*** Records for the task Section Begins ***

PR #1521, opened 2026-09-04
feat(mcp): hot-reload schema.yaml without a restart (TKT-NU247U)

### LINKED ISSUE #644: MCP server should hot-reload metamodel.yaml and data-entry.yaml on change
## Probleem

De MCP-server cachet `metamodel.yaml` (en lijkt ook `data-entry.yaml`) bij opstart. Na elke wijziging — nieuwe entity type, nieuwe relation, uitgebreide enum, nieuwe `to:` op een relation, aangepaste validatie — moet de MCP-server handmatig worden herstart voordat:

- nieuwe entity-types via `create_entity` te gebruiken zijn
- nieuwe enum-waarden valideren
- nieuwe relation-targets accepteerbaar zijn
- aangepaste validation-regels meegelden bij creates/updates

## Impact op de werkflow

Bij iteratief modelleren in een MCP-sessie (bv. samen met een AI-agent of in een interactieve REPL) wordt élke schema-wijziging onderbroken door:
1. \"Ik werk metamodel.yaml bij\"
2. \"Probeer een create — fout, want server-cache is oud\"
3. \"Herstart MCP-server\"
4. \"Probeer opnieuw\"

In een sessie waar het model in tientallen kleine stappen evolueert, is dit een terugkerende friction die de flow van de gebruiker (en agent) breekt.

## Voorstel

Bestandshorloge op `metamodel.yaml` en `data-entry.yaml`:

- Bij wijziging: schema opnieuw inladen, validaties opnieuw compileren
- Logregel uitsturen die duidelijk maakt dat de reload voltooid (of mislukt) is, zodat de aanroeper weet wanneer het veilig is om verder te gaan
- Bij parse-fout: huidige werkende schema vasthouden en een duidelijke error tonen — niet de hele server omleggen

Optioneel: een expliciete `reload_schema` MCP-tool als ontsnapping wanneer file watching faalt (bv. op netwerk-mounts, IDE die op onverwachte manier opslaat).

vloothuis:
Closes #644.

The MCP server loaded `schema.yaml` once at startup, so every schema edit during a session — a new entity type, an extended enum, a new `to:` on a relation, a changed validation rule — needed a manual restart before it took effect. Iterative modelling in an agent session was interrupted by a restart cycle on each change.

`rela mcp` now watches the schema file and reloads in place.

## Why the whole stack is rebuilt, not just the metamodel

The tempting fix is to swap `mcp.Deps.Meta`. That is wrong: `create_entity`'s validation, enum checks and relation-target checks run through the entitymanager, which holds its **own** `*metamodel.Metamodel`, as do the compiled transitions, computed properties and automations. Refreshing only the read surfaces would leave `get_schema` advertising a type that `create_entity` then rejects — a half-updated server, harder to diagnose than one that never updated. `TestMCPServices_ReloadPicksUpNewType` fails with `unknown entity type` if you try it that way.

So the reload rebuilds everything metamodel-derived via `appbuild.SharedBase` + `Assemble`, against the **same** store and searcher. A schema edit costs no reindex and loses none of the session's writes.

## Changes

**`internal/mcp`** — `Deps` and its `handlerSet` are published together as a snapshot behind an `atomic.Pointer`; `Server.ReloadDeps` republishes.

Handlers were registered as method values (`s.trace.handleTraceFrom`), which capture the receiver **by value** at registration. A reloaded snapshot could never have reached them, and the failure would have been silent — the tool keeps working, just against the old schema. Registration now goes through `bind(s, selTrace, traceHandler.handleTraceFrom)`, which resolves the snapshot per request. `TestReloadDeps_ReachesRegisteredHandlers` pins it.

**`internal/appbuild`** — `Services.CloseAssembly()` stops only the per-assembly background services (job queue, mail worker, GC sweep) and leaves the store and searcher running, so a superseded assembly can be retired without tearing down what its successor is using. Every `Assemble` starts a job queue with a worker pool (on postgres, a connection pool and a LISTEN connection), so without this a reload would leak one per schema edit.

Also `Services.Base()`, `SharedBase.Config()` and `SharedBase.ForReassembly()`.

**`internal/cli`** — `mcpServices.reload()` and `watchSchema`, wired from `rela mcp`.

## Fail-safe behavior

A schema that does not parse leaves the previous services in place and logs a warning. A save taken mid-edit is routinely unparseable and must not end the session.

## Review findings addressed

A code-review pass found four issues in the wiring, all fixed in the second commit — the common thread being code written under a build-once assumption meeting a new repeat-invocation lifetime:

- **Reload after `Close` resurrected services on a closed store.** `storage.Watcher.Stop` does not await an in-flight `OnChange`, so a change event mid-flight at shutdown assembled a whole new generation against a torn-down store, with nothing left to stop it. Now guarded by a `closed` flag, with a re-check after assembly.
- **`assemble` leaked a started job queue on its error paths.** Harmless when assembly only happened at boot (a failed boot exits); with reload it became one leaked queue per bad schema save. Now closed via a deferred handler.
- **Reload re-ran boot-only DDL on postgres.** `pgstore.Store.Reconcile` documents itself boot-only and names reload re-reconciliation as a future extension needing its own debounce/lock policy for issuing DDL off a file watcher. Left as-is it meant `CREATE`/`DROP INDEX` on every autosave — and a metamodel saved mid-edit that still parses but has lost a `unique:` would have **dropped** the live index, since reconciliation is desired-state. `ForReassembly()` skips it. The version sweep is deliberately still re-run: it carries the metamodel projection, and `StartVersionSweep` replaces the previous sweep rather than stacking one.
- **`CloseAssembly` claimed thread-safety it did not have**, and `reload()` held the mutex across the whole assembly. Doc narrowed to what holds; the successor is now built outside the lock.

## Testing

Tests at all three layers. Each was mutation-checked — the fix reverted, the test confirmed to fail — for the method-value binding trap, the non-atomic publish (caught by `-race`), the reload-after-close resurrection, and the `searchCloser` double-close.

Includes an end-to-end test driving a real file edit through the watcher, and a concurrency test running reloads against in-flight requests under `-race`.

`just ci` passes; all four build tags compile.

## Docs

`GUIDE-mcp-server.md`'s "File Watching" section is rewritten. Two pre-existing inaccuracies are corrected while there: it claimed `schema.yaml` was already watched (only `entities/` and `relations/` were), and that changes were announced via `notifications/resources/list_changed`, which the go-sdk migration removed.

### DIFF
--- a/docs-project/entities/guides/GUIDE-mcp-server.md
+++ b/docs-project/entities/guides/GUIDE-mcp-server.md
@@ -56,9 +56,33 @@ The server communicates over stdio using JSON-RPC. It automatically discovers th
 
 ## File Watching
 
-The server watches `entities/`, `relations/`, and `schema.yaml` for changes. When files are
-created, modified, or deleted, the graph is re-synced automatically and connected clients are
-notified via `notifications/resources/list_changed`. Changes are debounced with a 200ms window.
+The stdio server watches two things, for two different reasons. Both are debounced
+with a 200ms window.
+
+**`entities/` and `relations/`** — the store re-syncs the graph when files are created,
+modified or deleted, so an external edit (a `git pull`, another tool, your editor) is
+visible to the next read.
+
+**`schema.yaml`** — the server reloads the schema in place. A restart is not needed
+after adding an entity type, extending an enum, adding a `to:` target on a relation,
+or changing a validation rule: the next tool call sees the new schema, `create_entity`
+included.
+
+The reload rebuilds the whole metamodel-derived stack — the validator, the entity
+manager and its automations, transitions and computed properties — not just the
+schema the read tools report. Refreshing only the read surfaces would leave writes
+validating against the old schema, which is harder to diagnose than no reload at all.
+The store and the search index are reused, so a schema edit costs no reindex and
+loses none of the session's writes.
+
+If the new schema does not parse, the server logs a warning and keeps serving the
+last one that did. A save taken mid-edit is routinely unparseable and must not end
+the session.
+
+There is no `notifications/resources/list_changed` on either path. The resource SET
+(a static list plus two URI templates) never changes at runtime, and the Go SDK emits
+that notification only when the set changes. Clients re-read on demand and see current
+data, because every read goes to the store.
 
 ## Tools
 
@@ -243,9 +267,10 @@ allowlist is not built yet.
 - **Stateless.** Protocol revision `2026-07-28` removes sessions, and the
   Go SDK only reaches it in stateless mode. `GET` and `DELETE` return 405;
   only `POST` carries messages.
-- **No change notifications.** `resources/list_changed` has no stateless
-  equivalent, so there is no file watcher. Clients re-read on demand and
-  always see current data, because every read hits the store.
+- **No file watcher.** Server→client notifications need a session, so the
+  remote transport starts neither the store watcher nor the schema reload.
+  Reads always see current data (every read hits the store), but a
+  `schema.yaml` edit needs a restart here, unlike on stdio.
 - **No IdP auto-discovery yet.** RFC 9728 Protected Resource Metadata is not
   served, and the 401 carries a `WWW-Authenticate` challenge only when your
   assertion header is literally `Authorization`. Point your client at the IdP
--- a/docs/mcp-server.md
+++ b/docs/mcp-server.md
@@ -50,9 +50,33 @@ The server communicates over stdio using JSON-RPC. It automatically discovers th
 
 ## File Watching
 
-The server watches `entities/`, `relations/`, and `schema.yaml` for changes. When files are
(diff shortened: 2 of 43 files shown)


tschmits (commented):
## IB-review — github:rela#1521 `feat(mcp): hot-reload schema.yaml without a restart (TKT-NU247U)`

**Reviewer:** CISO · **Status: ✅ Approved** — geen IB-bevindingen; de stdio-MCP-server draait bewust en gedocumenteerd met `acl.NopACL` (bestaand ontwerp, filesystem is de vertrouwensgrens) — de reload-path herhaalt deze reeds gerechtvaardigde keuze zonder wijziging. Race-condities rond reload zijn in een eerdere reviewronde geadresseerd met guards en mutatiegeteste dekking.

tschmits (approved):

*** Records for the task Section Ends ***

Everything from the line with "In een sessie" through the line with "- Logregel uitsturen" should be written out exactly as it appears above, end lines included, and nothing outside that range.

## Task response
In een sessie waar het model in tientallen kleine stappen evolueert, is dit een terugkerende friction die de flow van de gebruiker (en agent) breekt.

## Voorstel

Bestandshorloge op `metamodel.yaml` en `data-entry.yaml`:

- Bij wijziging: schema opnieuw inladen, validaties opnieuw compileren
- Logregel uitsturen die duidelijk maakt dat de reload voltooid (of mislukt) is, zodat de aanroeper weet wanneer het veilig is om verder te gaan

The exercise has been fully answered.